[Saved data entries]:

PR #3784, opened 2022-05-26
Simple Notification Modal Improvement

dstrukt:
Simple changes:
- Adjusts border radius
- Changes background-color to take advantage of the hover (currently background is the same as the hover state color .. might have originally been in the mocks, but correcting)
- Adds border to help differentiate from background

Screen Shot 2022-05-26 at 7 18 20 AM

### DIFF
--- a/BTCPayServer/wwwroot/main/layout.css
+++ b/BTCPayServer/wwwroot/main/layout.css
@@ -296,7 +296,7 @@
 
 #NotificationsDropdown {
     border: 0;
-    border-radius: 8px;
+    border-radius: var(--btcpay-border-radius-l);
     background-color: var(--btcpay-body-bg);
     box-shadow: 0 8px 24px rgba(0, 0, 0, 16%);
     padding: 0;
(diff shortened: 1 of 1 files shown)


NicolasDorier:
it fails because you forgot to separate the numbers with comma

dstrukt:
Ahhh good catch, not sure how I missed those / what I was thinking, will update and rebase.

dstrukt:
Should be fixed now.

BTCPayServer/wwwroot/main/layout.css
```diff
@@ -296,12 +296,13 @@
 
 #NotificationsDropdown {
     border: 0;
-    border-radius: 4px;
-    background: var(--btcpay-bg-tile);
-    box-shadow: 0 2px 16px rgba(0, 0, 0, 0.08);
+    border-radius: 8px;
```
dennisreimann, line 299:
```suggestion
    border-radius: var(--btcpay-border-radius-l);
```

dennisreimann (approved):

dstrukt:
Good call on that last variable change, need to remember to do that myself!

PR #3790, opened 2022-05-30
Greenfield: Fix GetDepositAddress return type

dennisreimann:
The local clients `GetFromActionResult` cannot handle the `JValue` return type, because it gets invoked with `GetFromActionResult<string>`.


Kukks (approved):

dennisreimann:
Will fix the test

PR #3792, opened 2022-05-30
Improve payouts UI

dennisreimann:
Some UI improvements for the payouts section. /cc @dstrukt 

## List

Made the numbers badges so that they are more noticeable.

grafik

## Confirm

Reworked the list to make it look nicer and the button text to be clearer.

payouts-confirm

## Result

Made the status a headline and added a message with details to that.

payout-results

### DIFF
--- a/BTCPayServer/Data/Payouts/LightningLike/UILightningLikePayoutController.cs
+++ b/BTCPayServer/Data/Payouts/LightningLike/UILightningLikePayoutController.cs
@@ -103,7 +103,7 @@ namespace BTCPayServer.Data.Payouts.LightningLike
             {
                 var blob = payoutData.GetBlob(_btcPayNetworkJsonSerializerSettings);
 
-                return new ConfirmVM()
+                return new ConfirmVM
                 {
                     Amount = blob.CryptoAmount.Value,
                     Destination = blob.Destination,
@@ -133,7 +133,7 @@ namespace BTCPayServer.Data.Payouts.LightningLike
                 var boltAmount = bolt11PaymentRequest.MinimumAmount.ToDecimal(LightMoneyUnit.BTC);
                 if (boltAmount != payoutBlob.CryptoAmount)
                 {
-                    results.Add(new ResultVM()
+                    results.Add(new ResultVM
                     {
                         PayoutId = payoutData.Id,
                         Result = PayResult.Error,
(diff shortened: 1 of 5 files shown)


dennisreimann:
Will hide the badges for the cases where there are no entries.

dennisreimann:
Done, good to go unless @dstrukt wants to do further changes.

dstrukt:
Nice changes @dennisreimann, all looks great! 

1. w.r.t to the pills, want to poke around on 1 more thing in Figma real quick, but should have an update for you soon.

2. I mentioned it to you @dennisreimann, but for my own curiosity's sake I wanted to bring it up again...

I was wondering if it was possible or made sense to try to consolidate the off-chain/on-chain into icons and include it as a "type" in the table like so (even if it's not done in this PR):

image

So that we could eventually push the filtering structure to something closer to how we will eventually handle Invoices, etc..  

e.g. this would simply become a dropdown to select the payment type, thus keeping the Title/CTA/tabbed status hierarchy and pushing the search/filter a bit lower down ... but arguably that might be worth doing all at once.

It also might require me showing all of these views side-by-side with the consistent components, but hopefully for the sake of discussion this all makes sense.

dstrukt:
Minor, and unnecessary depending on the amount of time it would take, but ... I think the only change I would make to the pills would be to fill in the pill, with a 1-2 shade lighter (on light), darker (on dark) grey. 

I do like the minimalism of the outline, but it starts to a look a bit aliased, and a 1-2px thicker border looks too heavy, thus, filled.

NicolasDorier:
btw in the future: let's avoid showing the count of stuff that are potentially large. It's really a tricky performance issue.
Payouts for heavy users, I expect that the count can delay the display of the page of 10-30s.

dennisreimann:
@NicolasDorier While this is technically reasonable, the UX downside shouldn't be discarded though: These counts offer orientation that's otherwise lost and one wouldn't know if there are items behind the tabs without navigating every single tab.

Maybe there's a middle ground and we can cache those counts or something like that, though I know how much of a PITA this can be too.

dennisreimann:
>  think the only change I would make to the pills would be to fill in the pill, with a 1-2 shade lighter (on light), darker (on dark) grey.

Done! We should be good now :)

Kukks (approved):

PR #3805, opened 2022-06-01
Removes `Plugins` tab from navigation on Server Settings

dstrukt:
Maybe this was kept for the sake of redundancy, or some other reason I'm not privy to...? If so, apologies for this PR.

Otherwise, it's redundant, and the "manage plugins" link is easy to find in the left sidebar, so thought we could go ahead and remove it from the tab menu!


dennisreimann (approved):

Kukks (changes requested):
Managing plugins still happens in the Server section of the site. If you remove this, there would be no active navigation in the top menu when on the Plugins page

dennisreimann:
I agree with @dstrukt here, it simply removes the Server Settings subav link in favor of the one in the sidebar.

Bild eingefügt am 2022-6-1 09-41

That link takes you to the Plugins page which doesn‘t have the Server Settings top nav and hence there is no real connection to the Server Settings anyways. 

Broader context: The Plugins page will become more of a separate thing on its own in the future – kinda like a Plugin Store. SO also in that sense I think we shpould move it out of the Server Settings.

dennisreimann:
@pavlenex What do you think? I agree with @dstrukt here and it should be removed.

[Exercise brief]: Find each line above that contains "Simple", and copy those lines.

[Answer box]:
Simple Notification Modal Improvement
Simple changes:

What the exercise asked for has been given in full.